● **Data listing**:
PR #213, opened 2016-03-31
Tickets/dm 5307

jgates108:


core/modules/ccontrol/UserQuerySelect.cc
```diff
@@ -248,11 +247,7 @@ QueryState UserQuerySelect::join() {
     bool successful = _executive->join(); // Wait for all data
```
andy-slac: Will this return `false` if the query was only partially submitted (`_executive->getCancelled()` was true in the above loop)?

core/modules/util/InstanceCount.cc
```diff
@@ -0,0 +1,92 @@
...
+    if (iter != _instances.end()) {
+        iter->second -= 1;
+        LOGS(_log, LOG_LVL_DEBUG, "~InstanceCount " << iter->first << "=" << iter->second << " : " << *this);
+    } else {
+        LOGS(_log, LOG_LVL_ERROR, "~InstanceCount " << _className << " was not found! : " << *this);
+    }
+}
+
+
+InstanceCount& InstanceCount::operator=(InstanceCount const& o) {
```
andy-slac: Default implementation would do the same?

core/modules/util/InstanceCount.h
```diff
@@ -0,0 +1,42 @@
...
+    InstanceCount& operator=(InstanceCount const& o);
+
+    int getCount(); //< Return the number of instances of _className.
+
+    friend std::ostream& operator<<(std::ostream &out, InstanceCount const& instanceCount);
+
+private:
+    std::string _className; //< Names of the of which this is a member.
+    static std::map<std::string, int> _instances; //< Map of instances per class name.
+    static std::recursive_mutex _mx; //< Protects _instances.
```
andy-slac: Does it have to be recursive?

core/modules/util/testEventThread.cc
```diff
@@ -184,4 +183,38 @@ BOOST_AUTO_TEST_CASE(EventThreadTest) {
...
+
+BOOST_AUTO_TEST_CASE(InstanceCountTest) {
+
+    class CA {
+    public:
+        InstanceCount instanceCount{"CA"};
+    };
+
+    class CB {
+       public:
```
andy-slac: Indentation. Use `struct` instead of `class` to save one `public:` line?

core/modules/ccontrol/UserQuerySelect.cc
jgates108: As long as 'uq->submit();` precedes `uq->join();`, the not submitted case would never be reached and isn't terribly meaningful. The the query was cancelled and why is probably the important information, but we aren't sending that back to the user as we usually have some valid rows to send back.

● **Action item**: Where does the word "const" appear in the records above? Return every line that holds it.

● **Written response**:
+InstanceCount& InstanceCount::operator=(InstanceCount const& o) {
+    InstanceCount& operator=(InstanceCount const& o);
+    friend std::ostream& operator<<(std::ostream &out, InstanceCount const& instanceCount);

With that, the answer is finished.